*Description of the task*: Pick every line out of the entries below that has the string "metadata", and copy it.

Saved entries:
· · · ·
PR #8756, opened 2021-06-09
fix: handle repeatable attributes

### LINKED ISSUE #8755: bug: AttributeDriver throws error for repeatable attributes
[`Doctrine\ORM\Mapping\Driver\AttributeDriver`](https://github.com/doctrine/orm/blob/2.9.x/lib/Doctrine/ORM/Mapping/Driver/AttributeDriver.php) extends [`Doctrine\Persistence\Mapping\Driver\AnnotationDriver`](https://github.com/doctrine/persistence/blob/2.2.x/lib/Doctrine/Persistence/Mapping/Driver/AnnotationDriver.php).

`AttributeDriver::isTransient` resolves to `AnnotationDriver::isTransient`.

If a class has repeating attributes an error is thrown in [AnnotationDriver:182](https://github.com/doctrine/persistence/blob/79e97bcb1dfe3b242961253d81b8357a04e96ca1/lib/Doctrine/Persistence/Mapping/Driver/AnnotationDriver.php#L179-L182) because `$annot` is an `array`.

```php
namespace App\Entity;

#[ORM\Index(columns: ['foo'])]
#[ORM\Index(columns: ['bar', 'baz'])]
#[ORM\Entity]
class Foo
{
 //...
```

Workaround: When the repeatable attributes trail non-repeatable ones of `entityAnnotationClasses` the method returns before the error occurs.

ph-fritsche:
Introduces `isTransient` on `AttributeDriver` for better handling of repeatable attributes. Cleans up `AttributeReader` API a little.

Closes #8755

### DIFF
--- a/lib/Doctrine/ORM/Mapping/Driver/AttributeDriver.php
+++ b/lib/Doctrine/ORM/Mapping/Driver/AttributeDriver.php
@@ -20,6 +20,8 @@ use function class_exists;
 use function constant;
 use function count;
 use function defined;
+use function get_class;
+use function is_array;
 
 class AttributeDriver extends AnnotationDriver
 {
@@ -36,6 +38,23 @@ class AttributeDriver extends AnnotationDriver
     public function __construct(array $paths)
     {
         parent::__construct(new AttributeReader(), $paths);
+    }
+
+    /**
+     * {@inheritDoc}
+     */
+    public function isTransient($className)
+    {
+        $classAnnotations = $this->reader->getClassAnnotations(new ReflectionClass($className));
+
+        foreach ($classAnnotations as $a) {
+            $annot = is_array($a) ? $a[0] : $a;
+            if (isset($this->entityAnnotationClasses[get_class($annot)])) {
+                return false;
+            }
+        }
+
+        return true;
     }
 
     public function loadMetadataForClass($className, ClassMetadata $metadata): void
--- a/lib/Doctrine/ORM/Mapping/Driver/AttributeDriver.php
+++ b/lib/Doctrine/ORM/Mapping/Driver/AttributeDriver.php
@@ -21,7 +21,6 @@ use function constant;
 use function count;
 use function defined;
 use function get_class;
-use function is_array;
 
 class AttributeDriver extends AnnotationDriver
 {
@@ -48,7 +47,7 @@ class AttributeDriver extends AnnotationDriver
         $classAnnotations = $this->reader->getClassAnnotations(new ReflectionClass($className));
 
         foreach ($classAnnotations as $a) {
-            $annot = is_array($a) ? $a[0] : $a;
+            $annot = $a instanceof RepeatableAttributeCollection ? $a[0] : $a;
             if (isset($this->entityAnnotationClasses[get_class($annot)])) {
                 return false;
             }
--- a/lib/Doctrine/ORM/Mapping/Driver/AttributeDriver.php
+++ b/lib/Doctrine/ORM/Mapping/Driver/AttributeDriver.php
@@ -18,7 +18,6 @@ use ReflectionProperty;
 use function assert;
 use function class_exists;
 use function constant;
-use function count;
 use function defined;
 use function get_class;
 
--- a/tests/Doctrine/Tests/ORM/Mapping/AttributeDriverTest.php
+++ b/tests/Doctrine/Tests/ORM/Mapping/AttributeDriverTest.php
@@ -4,9 +4,12 @@ declare(strict_types=1);
 
 namespace Doctrine\Tests\ORM\Mapping;
 
+use Attribute;
 use Doctrine\ORM\Mapping as ORM;
+use Doctrine\ORM\Mapping\Annotation;
 use Doctrine\ORM\Mapping\Driver\AttributeDriver;
 use Doctrine\Persistence\Mapping\Driver\MappingDriver;
+use stdClass;
 
 use const PHP_VERSION_ID;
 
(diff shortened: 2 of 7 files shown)


lib/Doctrine/ORM/Mapping/Driver/AttributeDriver.php
```diff
@@ -38,6 +40,23 @@ public function __construct(array $paths)
...
 
+    /**
+     * {@inheritDoc}
+     */
+    public function isTransient($className)
+    {
+        $classAnnotations = $this->reader->getClassAnnotations(new ReflectionClass($className));
+
+        foreach ($classAnnotations as $a) {
+            $annot = is_array($a) ? $a[0] : $a;
```
greg0ire: @ph-fritsche can `$a` really be an array?

ph-fritsche:
```php
            $annot = /* is_array($a) ? $a[0] : */ $a;
```
results in `phpunit` reporting:
```
There was 1 error:

1) Doctrine\Tests\ORM\Mapping\AttributeDriverTest::testIsTransientWithRepeatableAttributes
TypeError: get_class(): Argument #1 ($object) must be of type object, array given

/workspaces/misc/doctrine-orm/lib/Doctrine/ORM/Mapping/Driver/AttributeDriver.php:52
/workspaces/misc/doctrine-orm/tests/Doctrine/Tests/ORM/Mapping/AttributeDriverTest.php:85
```
due to:
https://github.com/doctrine/orm/blob/332c314e9f055d729555f2861fcb81ee50e482b5/lib/Doctrine/ORM/Mapping/Driver/AttributeReader.php#L26-L28
https://github.com/doctrine/orm/blob/332c314e9f055d729555f2861fcb81ee50e482b5/lib/Doctrine/ORM/Mapping/Driver/AttributeReader.php#L66-L85

greg0ire: Indeed. The phpdoc of `convertToAttributeInstances` is wrong, this is why the build fails.

greg0ire: Also, the phpdoc of `Doctrine\Common\Annotations\Reader` is wrong, and that's in another package :grimacing:

greg0ire: Or rather `AttributeReader` does not implement the interface it says it implements. Widening the return type in the interface wouldn't be a BC break for classes implementing it, but it would be a BC break for calling code. Not sure what the best course of action would be here @beberlei . I think we should widen it in `doctrine/annotations`, but to be clean, that would require a major release :grimacing: or since it's just phpdoc, we pray it does not break to many static analysis builds and release it as a minor?

ph-fritsche: Maybe `Doctrine\ORM\AttributeDriver` should not extend `Doctrine\Persistence\Mapping\Driver\AnnotationDriver` at all.
How about we internally refactor `Doctrine\Persistence\Mapping\Driver\AnnotationDriver::getAllClassNames` into another class that could be reused by `Doctrine\ORM\AttributeDriver`?
This way `doctrine/persistence` and `doctrine/annotation` would not have any breaking changes.

If you want to be sentimental about the version increment on this package, one could argue that the declaration of `Doctrine\ORM\AttributeDriver` was broken from the beginning in `2.9` so breaking that inheritance here might be released as a fix.

beberlei: That is a course of action we could take for the next minor release. To fix this bug the small solution plus suppression of tooling errors is my preference.

greg0ire: I just thought of another quite simple solution that does not imply changing other packages: let's use an iterable object instead of an array to represent a bug of attributes. As a bonus it will make the code clearer and will answer `can $a really be an array?` because you will have `$a instanceof RepeatableAttributeCollection` instead of `is_array($a)`. WDYT?

greg0ire: Here is what it would look like: https://github.com/ph-fritsche/doctrine-orm/pull/1

beberlei:
Can you exclude AttributeReader from php-stan and psalm analysis for now? We should upgrade to check with 8.0 in 2.10 branch.

beberlei:
@ph-fritsche just thought the ping pong fixing some config changes might going to be tedious and made the change myself for now. Lets see what the CI says about this.

beberlei (dismissed):
This is good for now to fix the error.

I would say we could improve this in the future (2.10) by changing `AttributeReader` to have only three functions `getAnnotations() : array<Annotation>`, `getFilteredAnnotations(string $className) : array<Annotation>` and `getAnnotation(string $className) : Annotation` which throws when the class name is repeatable.

tests/Doctrine/Tests/ORM/Mapping/AttributeDriverTest.php
```diff
@@ -78,6 +78,13 @@ public function testOriginallyNestedAttributesDeclaredWithoutOriginalParent(): v
         );
         $this->assertEquals(['assoz_id', 'assoz_id'], $metadata->associationMappings['assoc']['joinTableColumns']);
     }
+
+    public function testIsTransientWithRepeatableAttributes(): void
+    {
+        $driver      = $this->loadDriver();
+        $isTransient = $driver->isTransient(AttributeEntityStartingWithRepeatableAttributes::class);
+        $this->assertFalse($isTransient);
+    }
```
SenseException: Covering the `true` case too would be nice.

SenseException (changes requested):

beberlei (approved):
· · · ·
*Solution for this task*:
     public function loadMetadataForClass($className, ClassMetadata $metadata): void
         $this->assertEquals(['assoz_id', 'assoz_id'], $metadata->associationMappings['assoc']['joinTableColumns']);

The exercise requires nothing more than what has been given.